═════ Data extract ═════
PR #4120, opened 2023-08-24
docs(analytics): compile-time enforcement of analytics docs

cajubelt:
### Description

Thinking of creating a new analytics event without documenting it and leaving your poor teammates in the dark about what it does? Think again! 😈 

I wrote a script that takes all the comments on Events.tsx and populates an object mapping analytics event types to descriptions of what they are. When an analytics event is added that isn't in the object, a type error results, which prevents us from merging the changes. 

Document your analytics events!!!

... does not attempt to backfill docs on all the analytics events we've done this for in the past.

### Test plan

typescript compiles

### Related issues

na

### Backwards compatibility

na

### DIFF
--- a/src/analytics/Events.tsx
+++ b/src/analytics/Events.tsx
@@ -28,7 +28,7 @@ export enum AppEvents {
 }
 
 export enum HomeEvents {
-  home_send = 'home_send',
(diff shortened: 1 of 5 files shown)


silasbw (approved):

jophish (approved):
this is awesome!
═════
Your assignment: Print each line of the data exactly. Keep all of it.

Exercise solution:
PR #4120, opened 2023-08-24
docs(analytics): compile-time enforcement of analytics docs

cajubelt:
### Description

Thinking of creating a new analytics event without documenting it and leaving your poor teammates in the dark about what it does? Think again! 😈 

I wrote a script that takes all the comments on Events.tsx and populates an object mapping analytics event types to descriptions of what they are. When an analytics event is added that isn't in the object, a type error results, which prevents us from merging the changes. 

Document your analytics events!!!

... does not attempt to backfill docs on all the analytics events we've done this for in the past.

### Test plan

typescript compiles

### Related issues

na

### Backwards compatibility

na

### DIFF
--- a/src/analytics/Events.tsx
+++ b/src/analytics/Events.tsx
@@ -28,7 +28,7 @@ export enum AppEvents {
 }
 
 export enum HomeEvents {
-  home_send = 'home_send',
(diff shortened: 1 of 5 files shown)


silasbw (approved):

jophish (approved):
this is awesome!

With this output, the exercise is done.